The issue I am running into is what I consider to be poor performance during duplication from disk to tape. We can't get the images off disk fast enough (it's a 1.5TB volume) to make room for the next images. The current situation is a great example. They are both Exchange 2010 GRT images, one from each server. 

Job #1: Started 12/02/2014 20:30:44; 55% done (217823232KB of 395169442KB done), est throughput: 4731KB/sec

Job #2: Started 12/03/2014 01:08:54; 54% done (202821632KB of 374121233KB done), est throughput: 6889KB/sec

Interfaces

NBU server: eth1, eth2 on 1Gbps (not bonded) interfaces to storage network; jumbo frames enabled

iSCSI storage: multipathed, 2 interfaces @ 1Gbps each, jumbo frames enabled

I'm monitoring the NBU server interface with Solarwinds, and I'm getting maybe 80MB/s (combined), barely breaking 8% utilization.

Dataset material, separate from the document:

PR #2129, opened 2018-06-12
Comment floating_modifier to avoid run time warning

floatious:
Sway cannot parse config option floating_modifier.

It appears that this config option has existed before, and is currently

Now, utilization does peak from time to time (see image at end) but then it always settles down to this level.

Storage Unit: BasicDisk

Maximum concurrent jobs: 12

Fragment size: default (524288 MB is greyed out)

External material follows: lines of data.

PR #2131, opened 2018-06-12
[WIP] gaps: fixes for edge cases & better alignment with i3-gaps syntax

natesymer:
My previous PR (#2047) had a few bugs with edge cases. This PR is designed to fix those bugs, as well as provide more compatibility with the i3-gaps syntax (specifically the longest gaps command's syntax & semantics).


sway/tree/arrange.c
```diff
@@ -268,6 +284,10 @@ void arrange_children_of(struct sway_container *parent) {
 	if (config->reloading) {
 		return;
 	}
+	if (parent->type == C_OUTPUT) {
+                arrange_output(parent);
```
emersion: The indentation is a bit weird here.

Why do we need that?

sway/tree/arrange.c
```diff
@@ -284,9 +304,27 @@ void arrange_children_of(struct sway_container *parent) {
 		return;
 	}
 
+	if (config->smart_gaps && workspace->current_gaps != (workspace->children->length <= 1 ? 0 : 1)) {
+		if (workspace->current_gaps == 0) {
+			container_damage_whole(workspace);
```
emersion: Why do we need that?

sway/tree/arrange.c
```diff
@@ -111,12 +115,24 @@ void add_gaps(struct sway_container *c) {
...
-	}
+	double gaps = 0;
 
-	double gaps = c->has_gaps ? c->gaps_inner : config->gaps_inner;
+	if (c->type == C_WORKSPACE) {
+		for (int i = 0; i < c->children->length; i++) {
+			printf("Child %p, %d\n", c->children->items[i], ((struct sway_container *)c->children->items[i])->type);
+		}
+		if (!config->edge_gaps || (config->smart_gaps && c->children->length == 1)) {
+			printf("SKIPPING OUTER GAPS %s\n", c->name ? c->name : "UNKNOWN NAME");
```
emersion: If you want to log something, use `wlr_log` (and don't use caps lock!)

sway/commands/gaps.c
```diff
@@ -86,12 +85,11 @@ struct cmd_results *cmd_gaps(int argc, char **argv) {
...
 				amount_idx++;
 				scope = GAPS_SCOPE_ALL;
-			} else if (strcmp(argv[amount_idx], "workspace") == 0) {
-				amount_idx++;
-				scope = GAPS_SCOPE_WORKSPACE;
 			} else if (strcmp(argv[amount_idx], "current") == 0) {
 				amount_idx++;
 				scope = GAPS_SCOPE_CURRENT;
+			} else {
+				return cmd_results_new(CMD_INVALID, "gaps", "gaps inner|outer all|current|current_container set|plus|minus <amount>");
```
emersion: Seems like there's a typo in here

sway/commands/gaps.c
```diff
@@ -104,6 +102,8 @@ struct cmd_results *cmd_gaps(int argc, char **argv) {
 			} else if (strcmp(argv[amount_idx], "minus") == 0) {
 				amount_idx++;
 				op = GAPS_OP_SUBTRACT;
+			} else {
+				return cmd_results_new(CMD_INVALID, "gaps", "gaps inner|outer all|current|current_container set|plus|minus <amount>");
```
emersion: Ditto

sway/commands/gaps.c
```diff
@@ -13,9 +13,8 @@ enum gaps_op {
 };
 
 enum gaps_scope {
-	GAPS_SCOPE_ALL,
-	GAPS_SCOPE_WORKSPACE,
-	GAPS_SCOPE_CURRENT
+	GAPS_SCOPE_ALL, // GLOBAL
+	GAPS_SCOPE_CURRENT // CURRENT WORKSPACE
```
emersion: I don't think these comments are needed

sway/tree/arrange.c
natesymer: If smart gaps are on and a second window is added to a workspace, damage gets left in the outer borders. This clears it.

emersion: TBH I don't think this is the right fix. We should just damage before _and_ after arranging. We only damage after right now.

natesymer: The problem is that adding a container (by opening a terminal for example) to a workspace with a single container already in it *only arranges the new container*. If smart_gaps were on in this situation, the workspace would need to apply outer gaps.

RyanDwyer: Keep in mind there's going to be some significant changes once the atomic layout updates PR is completed and merged. The calls to add damage in response to layout changes will all be removed and done in a single place when the layout is applied. For that reason you might not want to try too hard to get it perfect here.

sway/commands/gaps.c
```diff
@@ -150,31 +152,37 @@ struct cmd_results *cmd_gaps(int argc, char **argv) {
...
-				c->gaps_inner = total;
-			} else {
-				c->gaps_outer = total;
-			}
 
-			if (c->parent) {
-				arrange_children_of(c->parent);
-			} else {
+		switch (scope) {
+			case GAPS_SCOPE_ALL: {
```
emersion: Style: don't intend `switch` labels

```c
switch (scope) {
case GAPS_SCOPE_ALL:
    …
```

sway/commands/gaps.c
```diff
@@ -150,31 +152,37 @@ struct cmd_results *cmd_gaps(int argc, char **argv) {
...
+					c->gaps_outer = total;
+				}
+
+				if (c->parent) {
+					arrange_children_of(c->parent);
+				}
+				break;
+			}
+			default: {
+				return cmd_results_new(CMD_INVALID, "gaps", "gaps inner|outer all|current set|plus|minus <amount>");
```
emersion: This could probably use one of the `#define`s?

sway/tree/view.c
```diff
@@ -458,6 +458,26 @@ void view_execute_criteria(struct sway_view *view) {
...
+		ws = container_parent(ws, C_WORKSPACE);
+	}
+
+	if (!(config->smart_gaps && (ws->children->length == 1 || ws->children->length == 2))) {
+		return;
+	}
+
+	for (int i = 0; i < ws->children->length; i++) {
+		struct sway_container *sibling = cont->parent->children->items[i];
+		if (sibling == cont) continue;
```
emersion: Style: missing brackets

sway/tree/arrange.c
```diff
@@ -111,12 +111,19 @@ void add_gaps(struct sway_container *c) {
...
+	double gaps = 0;
 
-	double gaps = c->has_gaps ? c->gaps_inner : config->gaps_inner;
+	if (c->type == C_WORKSPACE) {
+		if (!config->edge_gaps || (config->smart_gaps && c->children->length == 1)) {
+			return;
+		}
+		gaps = c->has_gaps ? c->gaps_outer : config->gaps_outer;
+	} else {
+		if (config->smart_gaps && container_parent(c, C_WORKSPACE)->children->length < 2) {
```
emersion: Does `config->edge_gaps` need to be checked here?

natesymer:
There's currently a bug where a single C_CONTAINER container with multiple children would not get gapped under smart gaps. I've seen your comments, and I'm working on both.

sway/tree/arrange.c
natesymer: Edge gaps must be enabled to have outer gaps. If disabled, workspaces have no gaps because workspaces only have outer gaps.

natesymer: Ergo edge_gaps must be checked. It's cheap though.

High water mark 70% / Low water mark 30%

Enable Temporary Staging Area checked: Staging Schedule at Frequency of 12 hours, no exclusions or Start Window specified

Other NBU touchfiles

NET_BUFFER_SZ: 262144

NET_BUFFER_SZ_REST: 262144

STAGING_JOB_KB_LIMIT: 157286400

SIZE_DATA_BUFFERS: 262144

SIZE_DATA_BUFFERS_DISK: 1048576

NUMBER_DATA_BUFFERS: 256

NUMBER_DATA_BUFFERS_DISK: 512

Performance graphic

md3000i_small.png

 

Thanks for any insight and help in advance,
Michelle

 

 

  • Marianne / Riaan  -

       Yes, there is great news to report! After a lot of googling, I found some information which related to iSCSI volume configuration at the disk enclosure (Dell PowerVault MD3000i) and how the OS (OEL 5.10) recognizes the mounted volume on a block level.

    Resources used:

    After hurting my brain with all of the above, I adjusted settings on both the PowerVault side AND Linux side to get some screaming performance. I will share the values which worked for me, but for anyone who wants to adjust their settings, please keep these points in mind:

    1. Your environment is different from mine
    2. You must understand what you're doing and why.
    3. And, of course, YMMV.

    On the MD3000i side

    • Made sure all hardware (disks, controller modules) were up to date with latest firmware
    • Increased volume segment size to 256KB

    On the NBU master/media server (Oracle Enterprise Linux 5.10)

    • Used the blockdev command to understand current disks and their read-ahead/blocksize settings
    • Changed all /dev/sdx disk devices(where "x" will be b,c,d...etc) associated with the /dev/dm-n disk device to have a RA (read-ahead) of 4096 (512-byte sectors) and blocksize to 4096 (512-byte sectors). 
    • Jumbo frames were already set to 9000 on the SAN network.